### Work item
All of the records below need to be copied exactly.
_ _ _
PR #74, opened 2015-12-29
[RFC] Add 3.5/alpine variant

ncopa:
This is a continuation of #71 which was deleted by mistake.

I have made incremental changes for displaying the progress. I can merge the patches into a single before we merge it into docker-library if wanted.

### DIFF
--- a/.travis.yml
+++ b/.travis.yml
@@ -4,6 +4,7 @@ services: docker
 env:
   - VERSION=3.5 VARIANT=
   - VERSION=3.5 VARIANT=slim
+  - VERSION=3.5 VARIANT=alpine
   - VERSION=3.4 VARIANT=
   - VERSION=3.4 VARIANT=slim
   - VERSION=3.4 VARIANT=wheezy
--- a/3.5/Dockerfile
+++ b/3.5/Dockerfile
@@ -16,12 +16,13 @@ ENV PYTHON_VERSION 3.5.1
 ENV PYTHON_PIP_VERSION 7.1.2
 
 RUN set -x \
-	&& mkdir -p /usr/src/python \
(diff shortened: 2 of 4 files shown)


ncopa:
Seems that the tests are failing due to missing bash and readline. Those were intentionally excluded so I guess we need to fix the test suite.

tianon:
Figured I'd just PR my comments so they're easier to discuss and/or incorporate: https://github.com/ncopa/python/pull/1 :smile:

tianon:
I've restarted the CI job now that the test is fixed -- this LGTM (going to wait for CI to come back green though)

tianon:
Oh right, readline.  We'll need to do something with that test, but I don't think this is worth holding up on account of that. :+1:

tianon:
Hmm, it _does_ only add ~2.75 MB to install.  Still worth considering just adding it, since it's a core Python module -- does installing it after the fact enable the core module, or does it have to be built in during Python source compilation time?  If it's hard or impossible to add after the fact, then I think we need to just include it unilaterally, but if we can add it afterwards without too much trouble, then we're fine and need to fix the test.

tianon:
```console
$ docker run -it --rm python:alpine sh
/ # apk add --no-cache readline
fetch http://dl-4.alpinelinux.org/alpine/v3.3/main/x86_64/APKINDEX.tar.gz
fetch http://dl-4.alpinelinux.org/alpine/v3.3/community/x86_64/APKINDEX.tar.gz
(1/1) Installing readline (6.3.008-r4)
Executing busybox-1.24.1-r7.trigger
OK: 13 MiB in 18 packages
/ # python
Python 3.5.1 (default, Dec 31 2015, 22:51:08) 
[GCC 5.3.0] on linux
>>> import readline
ImportError: No module named 'readline'
>>> 
```
:disappointed: :cry:

BUT!  The silver lining is that we already have the deps of `readline` installed, so it only takes up an extra ~638.9 kB. :+1: :metal:

PR #82, opened 2016-01-14
Apply the 3.5 alpine variant changes across the board for 3.x (now that they've settled)

tianon:


tianon:
Aww, looks like 3.2 and Alpine aren't great friends: https://travis-ci.org/docker-library/python/jobs/102478439

3.2 is EOL next month though, so I've just removed the Alpine variant (all other builds are currently green in https://travis-ci.org/docker-library/python/builds/102478418, so feel free to merge when happy without waiting for Travis again).  I don't think 3.2 + Alpine is really worth a lot of time debugging given that it's EOL next month anyhow.

yosifkit:
LGTM

PR #87, opened 2016-01-26
Remove 3.2 (EOL next month)

### LINKED ISSUE #84: Remove/freeze python 3.2
Lots of python libraries are dropping support for python 3.2.

Specifically, `virtualenv` 14.0.0 (https://virtualenv.pypa.io/en/latest/changes.html) and `pip` 8.0.0 (https://pip.pypa.io/en/stable/news/).

`urllib3` has dropped 3.2: https://github.com/shazow/urllib3/pull/787 This means that `requests` (https://github.com/kennethreitz/requests) will be dropping 3.2 since it depends on `urllib3`.

So given that this is the trend, I propose we either remove 3.2 from here, or explicitly lock it so dependencies don't get updated like in #83.

tianon:
https://www.python.org/dev/peps/pep-0392/#lifespan

Closes #84 (see discussion there for more context)

Thanks @mattrobenolt and @alex :+1:

(Also worth noting that Pip has officially been throwing a warning on Python 3.2 for quite some time now too.)


yosifkit:
LGTM

PR #90, opened 2016-02-26
Add missing build dependency for lzma module

### LINKED ISSUE #86: lzma module was not found in python:3-slim
When I try to import the module [lzma](https://docs.python.org/3/library/lzma.html):

```
Python 3.5.1 (default, Jan 13 2016, 18:56:49) 
[GCC 4.9.2] on linux
>>> import lzma
  File "/usr/local/lib/python3.5/lzma.py", line 26, in <module>
    from _lzma import *
ImportError: No module named '_lzma'
```
It seems that the library ```liblzma-dev``` is needed to build this module. See  [setup.py] (https://github.com/python/cpython/blob/master/setup.py#L1418) script.

ushuz:
Build dependency for `lzma` module in Python 3.3+ is missing on slim (`liblzma-dev`) and alpine (`xz-dev`) images, as @yosifkit mentioned in [#86](https://github.com/docker-library/python/issues/86#issuecomment-174711451).

This will close #86.

### DIFF
--- a/3.3/alpine/Dockerfile
+++ b/3.3/alpine/Dockerfile
@@ -35,6 +35,7 @@ RUN set -ex \
 		pax-utils \
 		readline-dev \
 		sqlite-dev \
+		xz-dev \
 		zlib-dev \
 	&& cd /usr/src/python \
 	&& ./configure --enable-shared --enable-unicode=ucs4 \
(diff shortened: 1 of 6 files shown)


yosifkit:
LGTM

tianon:
Added https://github.com/docker-library/official-images/commit/f659f773b7713fab2bb02a4a26eefc9e002145ca, restarted Travis, and we're all green! :+1:

LGTM :heart:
_ _ _
### Solution to this exercise
PR #74, opened 2015-12-29
[RFC] Add 3.5/alpine variant

ncopa:
This is a continuation of #71 which was deleted by mistake.

I have made incremental changes for displaying the progress. I can merge the patches into a single before we merge it into docker-library if wanted.

### DIFF
--- a/.travis.yml
+++ b/.travis.yml
@@ -4,6 +4,7 @@ services: docker
 env:
   - VERSION=3.5 VARIANT=
   - VERSION=3.5 VARIANT=slim
+  - VERSION=3.5 VARIANT=alpine
   - VERSION=3.4 VARIANT=
   - VERSION=3.4 VARIANT=slim
   - VERSION=3.4 VARIANT=wheezy
--- a/3.5/Dockerfile
+++ b/3.5/Dockerfile
@@ -16,12 +16,13 @@ ENV PYTHON_VERSION 3.5.1
 ENV PYTHON_PIP_VERSION 7.1.2
 
 RUN set -x \
-	&& mkdir -p /usr/src/python \
(diff shortened: 2 of 4 files shown)


ncopa:
Seems that the tests are failing due to missing bash and readline. Those were intentionally excluded so I guess we need to fix the test suite.

tianon:
Figured I'd just PR my comments so they're easier to discuss and/or incorporate: https://github.com/ncopa/python/pull/1 :smile:

tianon:
I've restarted the CI job now that the test is fixed -- this LGTM (going to wait for CI to come back green though)

tianon:
Oh right, readline.  We'll need to do something with that test, but I don't think this is worth holding up on account of that. :+1:

tianon:
Hmm, it _does_ only add ~2.75 MB to install.  Still worth considering just adding it, since it's a core Python module -- does installing it after the fact enable the core module, or does it have to be built in during Python source compilation time?  If it's hard or impossible to add after the fact, then I think we need to just include it unilaterally, but if we can add it afterwards without too much trouble, then we're fine and need to fix the test.

tianon:
```console
$ docker run -it --rm python:alpine sh
/ # apk add --no-cache readline
fetch http://dl-4.alpinelinux.org/alpine/v3.3/main/x86_64/APKINDEX.tar.gz
fetch http://dl-4.alpinelinux.org/alpine/v3.3/community/x86_64/APKINDEX.tar.gz
(1/1) Installing readline (6.3.008-r4)
Executing busybox-1.24.1-r7.trigger
OK: 13 MiB in 18 packages
/ # python
Python 3.5.1 (default, Dec 31 2015, 22:51:08) 
[GCC 5.3.0] on linux
>>> import readline
ImportError: No module named 'readline'
>>> 
```
:disappointed: :cry:

BUT!  The silver lining is that we already have the deps of `readline` installed, so it only takes up an extra ~638.9 kB. :+1: :metal:

PR #82, opened 2016-01-14
Apply the 3.5 alpine variant changes across the board for 3.x (now that they've settled)

tianon:


tianon:
Aww, looks like 3.2 and Alpine aren't great friends: https://travis-ci.org/docker-library/python/jobs/102478439

3.2 is EOL next month though, so I've just removed the Alpine variant (all other builds are currently green in https://travis-ci.org/docker-library/python/builds/102478418, so feel free to merge when happy without waiting for Travis again).  I don't think 3.2 + Alpine is really worth a lot of time debugging given that it's EOL next month anyhow.

yosifkit:
LGTM

PR #87, opened 2016-01-26
Remove 3.2 (EOL next month)

### LINKED ISSUE #84: Remove/freeze python 3.2
Lots of python libraries are dropping support for python 3.2.

Specifically, `virtualenv` 14.0.0 (https://virtualenv.pypa.io/en/latest/changes.html) and `pip` 8.0.0 (https://pip.pypa.io/en/stable/news/).

`urllib3` has dropped 3.2: https://github.com/shazow/urllib3/pull/787 This means that `requests` (https://github.com/kennethreitz/requests) will be dropping 3.2 since it depends on `urllib3`.

So given that this is the trend, I propose we either remove 3.2 from here, or explicitly lock it so dependencies don't get updated like in #83.

tianon:
https://www.python.org/dev/peps/pep-0392/#lifespan

Closes #84 (see discussion there for more context)

Thanks @mattrobenolt and @alex :+1:

(Also worth noting that Pip has officially been throwing a warning on Python 3.2 for quite some time now too.)


yosifkit:
LGTM

PR #90, opened 2016-02-26
Add missing build dependency for lzma module

### LINKED ISSUE #86: lzma module was not found in python:3-slim
When I try to import the module [lzma](https://docs.python.org/3/library/lzma.html):

```
Python 3.5.1 (default, Jan 13 2016, 18:56:49) 
[GCC 4.9.2] on linux
>>> import lzma
  File "/usr/local/lib/python3.5/lzma.py", line 26, in <module>
    from _lzma import *
ImportError: No module named '_lzma'
```
It seems that the library ```liblzma-dev``` is needed to build this module. See  [setup.py] (https://github.com/python/cpython/blob/master/setup.py#L1418) script.

ushuz:
Build dependency for `lzma` module in Python 3.3+ is missing on slim (`liblzma-dev`) and alpine (`xz-dev`) images, as @yosifkit mentioned in [#86](https://github.com/docker-library/python/issues/86#issuecomment-174711451).

This will close #86.

### DIFF
--- a/3.3/alpine/Dockerfile
+++ b/3.3/alpine/Dockerfile
@@ -35,6 +35,7 @@ RUN set -ex \
 		pax-utils \
 		readline-dev \
 		sqlite-dev \
+		xz-dev \
 		zlib-dev \
 	&& cd /usr/src/python \
 	&& ./configure --enable-shared --enable-unicode=ucs4 \
(diff shortened: 1 of 6 files shown)


yosifkit:
LGTM

tianon:
Added https://github.com/docker-library/official-images/commit/f659f773b7713fab2bb02a4a26eefc9e002145ca, restarted Travis, and we're all green! :+1:

LGTM :heart:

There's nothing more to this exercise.